Recorded data:
PR #969, opened 2022-11-04
fix: insert or ignore block level

d4hines:
## Problem

Every time we load from disk, we try to insert blocks already in the database. 

## Solution

I don't understand our startup sequence enough to know if this is a good patch or not. It might be that we want to fix the problem
upstream (maybe we should not be raising the `Chain_save_block` event at all in this this case).

But if we want to allow idempotent writes to block storage, this works.


d4hines:
Closing since this is not the right fix.

PR #972, opened 2022-11-07
fix/test: e2e tests

Pilou97:
# Problem

The e2e test is broken again, because wrong arguments are passed to the deku-node

# Solution

Remove start of vms, and remove useless deku-node argument

# Warning
If you want to test the e2e test, please change your docker-compose.yml file to use the last version of flextesa (this bug is not related with this PR)


d4hines (approved):
LGTM

PR #973, opened 2022-11-07
Js cli

aguillon:
Base deku-cli programs for Deku-P and Deku-C. Unfortunately it took me a while to have Deku-C version running so it's very incomplete right now, but I'll update it in parallel of testing Deku-C.


deku-c/deku-c-toolkit/src/contract.ts
```diff
@@ -82,48 +83,97 @@ export class Contract {
...
    */
-  async getState(): Promise<any | null> {
-    const state = await this.getRawState();
-    if (state === null) return null;
-    return parseContractState(state);
+  async invokeLigo(
+    code: string,
+    expression: string,
+    ligoRpc: string,
+    dekuRpc: string
```
Pilou97, line 118: Why do you need the dekuRpc ? Can't it be passed to the contract via it's constructor ? And be a attribute of the contract ?

d4hines:
FYI, when the file already exists, I get this:
```
npx deku-cli generate-identity -o wallet.json
node:internal/process/promises:279
            triggerUncaughtException(err, true /* fromPromise */);
            ^

[UnhandledPromiseRejection: This error originated either by throwing inside of an async function without a catch block, or by rejecting a promise which was not handled with .catch(). The promise rejected with the reason "File already exists".] {
  code: 'ERR_UNHANDLED_REJECTION'
  ```

File: deku-c/deku-c-toolkit/src/contract.ts (hunk 1 above)
Comment (aguillon) [reply deku-c/deku-c-toolkit/src/contract.ts:131]: In needed it to compile the Michelson code before posting the operation:

```js
const result = await fetch(ligoRpc + "/api/v1/ligo/expression", options);
const { expression } = await result.json();
return compileExpression(dekuRpc, { expression, address });
```

This was before being able to access dekuRpc into the toolkit, but I guess we don't need to pass it around now.

PR #975, opened 2022-11-08
Fix toolkit parsing

Pilou97:
# Problems:

 - The deku-c-toolkit can not parse several types: Union, List, Unit 
 - Bug in the Pair parsing

# Solution:

- Implements parsing for missing types
- Fix the pair parsing bug

# Publishing

A new version has been set: 0.1.3
The website was updated to this version.


gsebil08 (approved):
LGTM

PR #978, opened 2022-11-11
Prepare benchmarks for cli usage

InfiniteSwerve:
## Problem

We want to have easy access to benchmarks, and also be able to easily export them to csv for use in the dashboard

## Solution

This PR parameterizes all benchmarks to use a common module interface while preserving original functionality.


d4hines (approved):
LGTM :+1: 
gotr grr fast

PR #979, opened 2022-11-12
Add csv output option and domain selection to deku-benchmark 

InfiniteSwerve:
## Problem

We want to be able to write benchmark data to csv files, and choose the amount of domains from the command line
## Solution

This PR uses cmdliner to allow optional writing to a csv file, with a mandatory domain choice

PR #980, opened 2022-11-12
Add basic statistics for deku benchmarks

InfiniteSwerve:
## Depends
- [ ] #979 

## Problem

We want some helper statistics when using deku-benchmark
## Solution
adds average and per-second statistics to terminal output of the benchmark


d4hines (commented):
LGTM
speed racer approves

PR #981, opened 2022-11-13
JS-CLI: invoke with ligo expression

aguillon:
Depends on https://github.com/marigold-dev/ligo-deku-rpc/pull/5


aguillon:
Sorry Edu for the pings.

@Pilou97 so you tell me that I should not use "file:.." in package.json files?

PR #574, opened 2024-02-28
fix(duckduckgo): region switcher button

### LINKED ISSUE #570: duckduckgo language switch should not be colored if disabled

lbl:duckduckgo

### Describe your problem.

Duckduckgo has a switch right on top to select if the search results should be in a specific language. In the current version this switch is always colored in the accent color, no matter if it is disabled or enabled. This makes it hard to tell in which state the switch is.

#### With this userstyle:

disabled
enabled

#### In vanilla duckduckgo:

disabled
enabled

Firefox 122.0.1

### Any additional comments?

I'd propose to set the color to `surface0`.

(I'm also willing to work on this myself, but I don't have the time right now and maybe someone already acquainted with contributing here is faster than me)

GenShibe:
## 🔧 What does this fix? 🔧
closes #570 

## 🗒 Checklist 🗒

### DIFF
--- a/styles/duckduckgo/catppuccin.user.css
+++ b/styles/duckduckgo/catppuccin.user.css
@@ -510,10 +510,13 @@
       color: @crust !important;
     }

Work to be completed: Check the records above and copy each line that has the string "node".

Answer for the task:
The e2e test is broken again, because wrong arguments are passed to the deku-node
Remove start of vms, and remove useless deku-node argument
node:internal/process/promises:279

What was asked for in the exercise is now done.